I want progressives to tell stories, since that is the only thing that can counter conservative stories, but keep them accurate. For instance, scientists have been trained to depersonalize their speeches, to speak literally, not figuratively. As a result, it has been easy for the Luntz-Trump crowd to create stories in which scientists are the villains.

But people have emotional connections to the things they get from science — like iPhones — because the people who sell those things have spent millions studying the best emotional marketing and branding techniques, which are built around stories and the figures of speech.

So a key aim of the marchers and speakers must be to help humanize scientists — and show how scientists help humanity. And that requires storytelling.

As Nobelist Kahneman explained in Thinking, Fast and Slow, his best-selling popular treatment of behavioral economics, “The confidence that individuals have in their beliefs depends mostly on the quality of the story they can tell about what they see, even if they see little.”

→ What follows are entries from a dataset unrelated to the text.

PR #244, opened 2019-05-16
fix: make the sidebar filter scrollable on smaller devices

richard-ramos:


src/js/pages/OffersList/components/SorterFilter.scss
```diff
@@ -55,6 +55,13 @@ $menu-width: 85%;
     position: fixed;
     max-width: 350px;
     height: 100%;
+    padding-bottom: 50px;
+  }
+
+  @media (max-width: 767px) {
+    .filter-menu-content {
+      overflow-y: scroll;
```
jrainville: Can't we just always put `overflow-y: auto;`?

richard-ramos: yup! :D

PR #245, opened 2019-05-16
Improve state management of escrows

jrainville:
This is a pretty big one in the fact that it touches the whole state management of the escrows.

The goal: make the flow more reactive and more informative.

With this, when a Tx is sent, the user gets a link to etherscan with the tx hash. He can also go back to the profile and see the actual state of the TX and go back to it and when it's done, all the states are correctly updated.

Includes a couple of other fixes and improvement, but here is what the new states in the list look like:
image

### DIFF
--- a/src/js/pages/Escrow/components/CardEscrowSeller.jsx
+++ b/src/js/pages/Escrow/components/CardEscrowSeller.jsx
@@ -68,8 +68,8 @@ class PreFund extends Component {
       return <Loading page={true}/>; // Wait for trade to be populated
     }
 
-    const enoughBalance = toBN(trade.token.balance ? toTokenDecimals(trade.token.balance, trade.token.decimals) : 0).gte(toBN(trade.tradeAmount)) &&
-                          toBN(toTokenDecimals(tokens.SNT.balance, 18)).gte(toBN(fee));
+    const enoughBalance = toBN(trade.token.balance ? toTokenDecimals(trade.token.balance || 0, trade.token.decimals) : 0).gte(toBN(trade.tradeAmount)) &&
+                          toBN(toTokenDecimals(tokens.SNT.balance || 0, 18)).gte(toBN(fee));
     return <Fragment>
       <span className="bg-dark text-white p-3 rounded-circle">
         <img src={two} alt="two" />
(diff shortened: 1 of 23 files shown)


src/js/pages/Escrow/components/CardEscrowSeller.jsx
```diff
@@ -80,8 +68,8 @@ class PreFund extends Component {
       return <Loading page={true}/>; // Wait for trade to be populated
     }
 
-    const enoughBalance = toBN(trade.token.balance ? toTokenDecimals(trade.token.balance, trade.token.decimals) : 0).gte(toBN(trade.tradeAmount)) &&
-                          toBN(toTokenDecimals(tokens.SNT.balance, 18)).gte(toBN(fee));
+    const enoughBalance = toBN(trade.token.balance ? toTokenDecimals(trade.token.balance || 0, trade.token.decimals) : 0).gte(toBN(trade.tradeAmount)) &&
```
richard-ramos: is it possible for the balance to return undefined or null?

src/js/ui/TxHash/index.js
```diff
@@ -0,0 +1,34 @@
...
+import {getNetwork} from "../../features/network/selectors";
+import {connect} from "react-redux";
+
+const etherScanUrls = {
+  1: 'https://etherscan.io/tx/',
+  3: 'https://ropsten.etherscan.io/tx/',
+  4: 'https://rinkeby.etherscan.io/tx/',
+  5: 'https://goerli.etherscan.io/tx/',
+  42: 'https://kovan.etherscan.io/tx/',
+  401697: 'https://tobalaba.etherscan.com/tx/'
```
richard-ramos: TIL about tobalaba!

src/js/ui/TxHash/index.js
```diff
@@ -0,0 +1,34 @@
...
+};
+
+const TxHash = ({value, network}) => {
+  if (!network || (!network.id && network.id !== 0) || !etherScanUrls[network.id]) {
+    return value;
+  }
+
+  return (<a href={etherScanUrls[network.id] + value} target="_blank" rel="noopener noreferrer">{value}</a>);
```
richard-ramos: What do you think of adding a confirmation that the user is leaving the teller network dapp? Status does not support atm opening links in new tabs.

src/js/pages/Escrow/components/CardEscrowSeller.jsx
jrainville: Yeah it happened to me sometimes and it would cause a crash. So that makes sure it doesn't crash while the balance is loading.

src/js/ui/TxHash/index.js
jrainville: Same haha

src/js/ui/TxHash/index.js
jrainville: Yeah that's an idea. It makes me think, maybe it supports opening in a new window? Maybe Status is stupid and it doesn't have tabs, but it has windows?
I'll give it a try

jrainville:
Trades not appearing fixed here: https://github.com/status-im/status-teller-network/pull/245/commits/b6cc6217b6945866f72bce4e7a9a0ecb287e7e71

src/js/ui/TxHash/index.js
jrainville: Mind if I do that in another PR? This one is already complex enough without adding another layer. (gonna add it to Pivotal)

richard-ramos: np!

PR #247, opened 2019-05-17
feat: sellers cannot cancel an escrow until after the expiration time

richard-ramos:


src/js/pages/Escrow/index.scss
```diff
@@ -4,4 +4,8 @@
   p.balanceAlert {
     color: #FF2D55;
   }
-}
\ No newline at end of file
+
+  .disabled {
+    opacity: .4;
```
jrainville: Using `.text-muted` should do the same effect

richard-ramos: Ah! I'm using `.disabled` to to set the image of the button as semitransparent too

jrainville: Ah ok, I didn't notice. It's fine then!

If you want some good advice on crafting stories, read the latest book from marine biologist turned filmmaker Randy Olson, Houston, We Have a Narrative: Why Science Needs Story. You can also hear him dissect the election results in a podcast: “Brander in Chief: How Trump’s Narrative Intuition Beat Clinton and Put a Reality TV Actor in the White House.”

Everyone has a great story to tell, but not everyone knows how to tell a great story.